いや俺、紳士じゃないし……と直ぐに突っ込みたかったが、黄木田店長には何かと世話になっている手前強くは逆らえないので、勘太郎は仕方なく覚悟を決める。
「春ノ瀬桃花さん、分かりました。その依頼、この黒鉄探偵事務所が確とお受けいたします」
その勘太郎の言葉に興奮とやる気を見せる羊野は「そう来なくっちゃ!」と言いながらその手に持つダルマの貯金箱を持ち去ろうとしたが、直ぐに勘太郎に取り上げられてしまう。

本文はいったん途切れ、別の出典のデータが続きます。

PR #61, opened 2019-02-19
Code to allow shutdown on integrity issue

ardan-bkennedy:


nstogner:
I find it a bit odd that my web framework is sending `os.Signal`s.

ardan-bkennedy:
Hi Nick, there is a special reason for this. We identified a serious integrity issue and the service MUST be shutdown. We should never get to that line of code. We need to make sure the shutdown is graceful as well. This mechanic gives us the ability to do this.

PR #62, opened 2019-02-19
code to shutdown service if context value is missing

ardan-bkennedy:


internal/platform/web/web.go
```diff
@@ -107,3 +108,28 @@ func (a *App) Handle(verb, path string, handler Handler, mw ...Middleware) {
 	// Add this handler for the specified verb and route.
 	a.TreeMux.Handle(verb, path, h)
 }
+
+// Shutdown is a type used to help with the graceful termination of the service.
```
johndopazo: Should this start lowercase `shutdown is ...`.

internal/platform/web/validation.go
```diff
@@ -32,6 +32,12 @@ func (err InvalidError) Error() string {
 	return str
 }
 
+// JSONError is the response for errors that occur within the API.
```
johndopazo: I think moving it to `validation.go` makes it seem like JSONErrors are all because of validation. Is that true?

internal/platform/web/web.go
ardan-bkennedy: Brilliant catch

internal/platform/web/validation.go
ardan-bkennedy: They are because of the `Fields InvalidError` field. I struggled with this but that field sealed the deal for me. Probably the name of the type needs to change.

internal/mid/errors.go
```diff
@@ -19,7 +19,11 @@ func ErrorHandler(before web.Handler) web.Handler {
 		ctx, span := trace.StartSpan(ctx, "internal.mid.ErrorHandler")
 		defer span.End()
 
-		v := ctx.Value(web.KeyValues).(*web.Values)
+		// This will cause the service to be shutdown.
```
jcbwlkr: This comment is confusing. It sounds like that will always do the shutdown but it only does if the ctx value is missing.

internal/mid/errors.go
```diff
@@ -57,6 +60,12 @@ func ErrorHandler(before web.Handler) web.Handler {
 			// Respond with the error.
 			web.Error(ctx, log, w, err)
```
jcbwlkr: Do we care that the shutdown error will display the message `web value missing from context` to the end user?

internal/mid/logger.go
```diff
@@ -21,7 +21,12 @@ func RequestLogger(before web.Handler) web.Handler {
 
 		err := before(ctx, log, w, r, params)
 
-		v := ctx.Value(web.KeyValues).(*web.Values)
+		// This will cause the service to be shutdown.
```
jcbwlkr: Same comment as above.

internal/mid/metrics.go
```diff
@@ -40,9 +40,14 @@ func Metrics(before web.Handler) web.Handler {
 			m.gr.Set(int64(runtime.NumGoroutine()))
 		}
 
+		// This will cause the service to be shutdown.
```
jcbwlkr: Same comment as above.

internal/mid/errors.go
ardan-bkennedy: I was thinking about that. We should

internal/platform/web/validation.go
ardan-bkennedy: You are right on this one. I am moving it back

PR #63, opened 2019-02-20
missing ending  span at internal.platform.web

superwhykz:
Span is not recording. 

image


ardan-bkennedy:
wow, this was a huge catch. I have missed this from the very beginning.

PR #64, opened 2019-03-02
Unmarshal - return error if input fields not match

farrukhny:
Unmarshal not returning any error if field name incorrect or not available. Go version 1.10 added a new method DisallowUnknownFields which we can use to return error for unknown JSON fields.

### DIFF
--- a/internal/platform/web/validation.go
+++ b/internal/platform/web/validation.go
@@ -35,7 +35,11 @@ func (err InvalidError) Error() string {
 // Unmarshal decodes the input to the struct type and checks the
 // fields to verify the value is in a proper state.
 func Unmarshal(r io.Reader, v interface{}) error {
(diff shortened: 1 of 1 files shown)


internal/platform/web/validation.go
```diff
@@ -35,7 +35,11 @@ func (err InvalidError) Error() string {
 // Unmarshal decodes the input to the struct type and checks the
 // fields to verify the value is in a proper state.
 func Unmarshal(r io.Reader, v interface{}) error {
-	if err := json.NewDecoder(r).Decode(v); err != nil {
+
```
ardan-bkennedy: Please remove this linespace and the linespace above the call to decode.Decode and I will accept the PR.

Thank you for this!

farrukhny: I have removed linespace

「あ、私の貯金箱が。一体何をするんですか、黒鉄さん」
「何が私の貯金箱が~だ。この貯金箱がいつお前の物になったんだ。こいつは返して貰うぞ」
羊野の抗議の声を完全に無視した勘太郎は、手に持っているダルマの貯金箱を春ノ瀬桃花に渡すと笑顔でこう説明する。

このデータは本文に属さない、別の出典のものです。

PR #68, opened 2019-04-09
Apply middleware so they are executed in the order they are listed

jcbwlkr:
Ranging over middleware from beginning to end when building handler chains has the effect of *wrapping* them in the order they are listed but it means the resulting middleware handlers are executed in *reverse* of the order they are shown in the code. This always confused me especially when we have middleware that must be ran after another such as the auth `HasRole` mw which must be ran after the `Authenticate` mw. In the route listing we have to put the `HasRole` first to ensure it is executed after `Authenticate`.

I changed `wrapMiddleware` to loop backwards through the list and wrap in that order. This means when a request comes in then the middleware handlers will be first encountered in the order they are listed in source code.

Also as a minor change I swapped the arguments of `wrapMiddleware`. It was

```
wrapMiddleware(h Handler, mw []Middleware) Handler
```
and is now
```
wrapMiddleware(mw []Middleware, h Handler) Handler
```

To me this reads as "please wrap these middleware around this handler"

Second minor change is the line in `web.go` where we invoke `wrapMiddleware`. I broke it out to two separate lines to make it easier to follow.

### DIFF
--- a/cmd/sales-api/handlers/routes.go
+++ b/cmd/sales-api/handlers/routes.go
@@ -13,7 +13,7 @@ import (
 
 // API returns a handler for a set of routes.
 func API(shutdown chan os.Signal, log *log.Logger, masterDB *db.DB, authenticator *auth.Authenticator) http.Handler {
-	app := web.New(shutdown, log, mid.ErrorHandler, mid.Metrics, mid.RequestLogger)
+	app := web.New(shutdown, log, mid.RequestLogger, mid.Metrics, mid.ErrorHandler)
 
 	// authmw is used for authentication/authorization middleware.
 	authmw := mid.Auth{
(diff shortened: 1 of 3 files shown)


ardan-bkennedy:
I did not experience that when I made that other change. Then the order I listed occurred as shown. This is important. Listing them backwards is so very confusing.

ardan-bkennedy:
I rather list them in the code in the order from first to last and change the internals to deal with that.

jcbwlkr:
In both the `master` branch and this branch, when a request comes in the following happens:

```
mid.RequestLogger   starts
mid.Metrics         starts
mid.ErrorHandler    starts
mid.Authenticate    starts
mid.HasRole         starts
productsList        starts

productsList        returns
mid.HasRole         returns
mid.Authenticate    returns
mid.ErrorHandler    returns
mid.Metrics         returns
mid.RequestLogger   returns
```

In order to achieve that goal with the `master` branch you have to write the code with middleware listed in "**returning order**" like this

```
app := web.New(shutdown, log, mid.ErrorHandler, mid.Metrics, mid.RequestLogger)
app.Handle("GET", "/v1/products", productsList, mid.HasRole, mid.Authenticate)
```

That code doesn't compile but it illustrates my point. Notice the mental leap you have to make to visualize then the `HasRole` MW will run.

The change I am proposing is that the source code should list the middleware in "**starts order**"

```
app := web.New(shutdown, log, mid.RequestLogger, mid.Metrics, mid.ErrorHandler)
app.Handle("GET", "/v1/products", productsList, mid.Authenticate, mid.HasRole)
```

Now if you read top-to-bottom and left-to-right you see the middleware in the order they will start.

「すいませんが、我が探偵事務所では未成年から依頼料をいただくことは出来ません。ですのでその依頼料の方は貴方のお父さんをその宗教団体から救出し脱会させた時に、あなたの父親から依頼料をいただく事にします。それでよろしいでしょうか」
「は、はい、それで構いません。後払いにしていただいて有難うございます」
素直に頭を下げる春ノ瀬桃花に黄木田店長は笑みをこぼし、羊野は溜息をつきながら物欲しそうにその赤い大きなダルマを見つめる。
そんな微笑ましい光景を何となく見ながら勘太郎は考える。
まあ、この仕事は父親一人を小規模な宗教団体から連れ戻し脱退させるのが目的みたいな物だから、俺達で解決出来なかったその時は素直に国家権力の力を借りて腐れ縁の先輩でもある赤城刑事に頼めば後は何とかしてくれるだとうと、その時の勘太郎は簡単にそう考えていた。

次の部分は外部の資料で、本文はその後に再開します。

PR #70, opened 2019-04-11
Use ochttp to create initial span

jcbwlkr:
Using the `ochttp.Handler` as the initial web application handler deals with creating the initial span with or without a remote parent.

It names the initial span after the request URL which is a good idea IMO. This screenshot is an example of a trace for a login attempt

Screen Shot 2019-04-11 at 2 14 28 PM

It also captures the status code of the response as well as some other metadata which is annotated on the trace. See second screenshot from the same trace:

Screen Shot 2019-04-11 at 2 15 28 PM

### DIFF
--- a/internal/platform/web/web.go
+++ b/internal/platform/web/web.go
@@ -9,6 +9,7 @@ import (
 	"time"
 
 	"github.com/dimfeld/httptreemux"
+	"go.opencensus.io/plugin/ochttp"
 	"go.opencensus.io/plugin/ochttp/propagation/tracecontext"
 	"go.opencensus.io/trace"
 )
@@ -36,6 +37,7 @@ type Handler func(ctx context.Context, log *log.Logger, w http.ResponseWriter, r
 // data/logic on this App struct
 type App struct {
 	*httptreemux.TreeMux
+	och      *ochttp.Handler
 	shutdown chan os.Signal
 	log      *log.Logger
 	mw       []Middleware
@@ -43,12 +45,25 @@ type App struct {
 
 // New creates an App value that handle a set of routes for the application.
 func New(shutdown chan os.Signal, log *log.Logger, mw ...Middleware) *App {
-	return &App{
+	app := App{
 		TreeMux:  httptreemux.New(),
 		shutdown: shutdown,
 		log:      log,
 		mw:       mw,
 	}
+
+	// Create an OpenCensus HTTP Handler which wraps the router. This will start
+	// the initial span and annotate it with information about the request/response.
+	//
+	// This is configured to use the W3C TraceContext standard to set the remote
+	// parent if an client request includes the appropriate headers.
+	// https://w3c.github.io/trace-context/
+	app.och = &ochttp.Handler{
+		Handler:     app.TreeMux,
+		Propagation: &tracecontext.HTTPFormat{},
+	}
+
+	return &app
 }
 
 // SignalShutdown is used to gracefully shutdown the app when an integrity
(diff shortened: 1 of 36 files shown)


internal/platform/web/web.go
```diff
@@ -95,11 +96,6 @@ func (a *App) Handle(verb, path string, handler Handler, mw ...Middleware) {
 		}
 		ctx = context.WithValue(ctx, KeyValues, &v)
 
-		// Set the parent span on the outgoing requests before any other header to
-		// ensure that the trace is ALWAYS added to the request regardless of
-		// any error occuring or not.
-		hf.SpanContextToRequest(span.SpanContext(), r)
```
jcbwlkr: Right here calling `SpanContextToRequest` adds the `Trace-Parent` header to the request before it travels down the handler chain. I can't see that we need to keep that.

From what I can tell since we have already started the span with the remote parent that should no longer matter to us since we are a server.

HOWEVER if our server were to make further HTTP requests to other upstream servers then those outgoing requests should carry on the trace info. Our application is not doing that and even if it was I'm not sure if that is how we would want to propagate it down. I guess I'm saying I need convinced that these particular lines are still necessary

ardan-bkennedy: Please leave this. If we decide to make a call like that, we don't want to lose it. We should teach this. It is the correct thing to do.

jcbwlkr: My gut said this code was wrong so I dug into it more and now I can **definitely say** that this code has to go.

The line `hf.SpanContextToRequest(span.SpanContext(), r)` should only be called on outgoing requests and it must be called **as late as possible,** right before the outgoing request is sent to an upstream server. The reason is that outgoing request is tagged not only with the TraceID but also the SpanID of the specific action that triggered the upstream request.

I have a full example here https://gist.github.com/jcbwlkr/e6d7dee6eb614a5f1dbc7eb263adb819

These are the relevant bits

```go
func handler(w http.ResponseWriter, r *http.Request) {
	ctx, span := trace.StartSpan(r.Context(), r.URL.Path)
	defer span.End()

	// Make 2 requests to upstream servers.
	_, _ = fetch(ctx, "gophers")
	_, _ = fetch(ctx, "concurrency")
}

func fetch(ctx context.Context, page string) ([]byte, error) {
	ctx, span := trace.StartSpan(ctx, "fetch/"+page)
	defer span.End()

	// Make a request to send to an upstream server. Annotate it with the span context.
	r, _ := http.NewRequest("GET", "google.com/"+page, nil)
	hf.SpanContextToRequest(span.SpanContext(), r)

        // ...
}
```

These generate a trace like this

```
TraceID: 1e9a728d020d9336ce210cc1f6375fe9
┃
┗━ Span: "/search",  ID: 372ffa5ee2b5aa05
   ┃
   ┗━┳━ Span: "fetch/gophers", ID: 1a542139a37bbda6
     ┃  ┃
     ┃  ┗━ HTTP Request for page: "gophers"
     ┃     GET google.com/gophers HTTP/1.1
     ┃     Traceparent: 00-1e9a728d020d9336ce210cc1f6375fe9-1a542139a37bbda6-01
     ┃
     ┗━ Span: "fetch/concurrency", ID: fd7848136441d047
        ┃
        ┗━ HTTP Request for page: "concurrency"
           GET google.com/concurrency HTTP/1.1
           Traceparent: 00-1e9a728d020d9336ce210cc1f6375fe9-fd7848136441d047-01
```

Notice the headers on the outgoing requests include the SpanID for Span "fetch/gophers" or Span "fetch/concurrency" as appropriate.

So, removing these lines in this PR doesn't lose any information. The span context is already there in the spans we create as we move down the call stack.

We should be teaching this but putting it in `internal/platform/web` is not the place to do it. To teach this we should set up a second server configured to export traces to zipkin and have `sales-api` make a request to that second server.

だがまさか、その軽はずみな考えや行動がその想像を遙かに越えた恐ろしい事件に巻き込まれるきっかけになってしまうとは……この時は夢にも思わなかった。
こんな事ならもっと真剣に春ノ瀬桃花の言う天空落下の話を聞いてやれば良かったと、後に勘太郎は真面目に後悔する事となる。